PR #11422, opened 2024-01-17
validate dom nesting error - part one

emilia-friedberg:
## WHAT
Fix some, but not all, of the validate DOM nesting errors we're getting in the test suite.

## WHY
We want to clean up these errors (it's one of our OKRs for the quarter, and good practice besides). However, this PR is already large because of the change to `DataTable`, and since I have other higher priorities for this sprint I thought I would submit this changeset now and the rest later.

## HOW
Fix one instance by just adding a `tbody` element, and the larger `DataTable` issue with links by removing the `a` that wrapped all the `td` in favor of a new component that adds an `a` inside the `td` when necessary, in addition to some styling that makes the link clickable across the entire width and height of the row.

### Screenshots
No visual change.

### Notion Card Links
https://www.notion.so/quill/Console-log-cleanup-validateDOMNesting-26-1f9dc32dcd034942b40f08a05543f339?pvs=4

PR Checklist | Your Answer
------------ | -------------


services/QuillLMS/client/app/bundles/Teacher/components/shared/__tests__/__snapshots__/view_as_student_modal.test.jsx.snap
```diff
@@ -5138,7 +5138,9 @@ exports[`ViewAsStudentModal component without a defaultClassroomId should render
                     }
                   }
                 >
-                  Bleep Bloop
+                  <TableCellContentWrapper>
+                    Bleep Bloop
```
brendanshean, line 5142: 🤖

brendanshean (approved):
Thank you for fixing this error.  I also appreciate keeping the changeset atomic for a quick review.

services/QuillLMS/client/app/bundles/Shared/components/shared/dataTable.tsx
```diff
@@ -69,6 +69,14 @@ interface DataTableState {
   hoveredColIndex: null|number;
 }
 
+const TableCellContentWrapper = ({ link, children, }) => {
```
anathomical, line 72: This approach not only solves an issue, but also feels cleaner to me.  I like this kind of modularity.

services/QuillLMS/client/app/bundles/Staff/components/styleGuide/__tests__/dataTable.test.jsx
```diff
@@ -1,6 +1,6 @@
 import * as React from 'react';
-
-import { shallow } from 'enzyme';
+import { render, screen } from '@testing-library/react';
```
anathomical, line 2: I'm still appreciating the approach in `@testing-library`.  I find it a lot easier to understand what the test is trying to check for.

anathomical (approved):

services/QuillLMS/client/app/bundles/Shared/components/shared/dataTable.tsx
eadams17: agreed, I like this approach

eadams17 (approved):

• [Task]
Whenever a line holds "client", it counts; state the total for the records and add nothing.

• [Result for this task]
4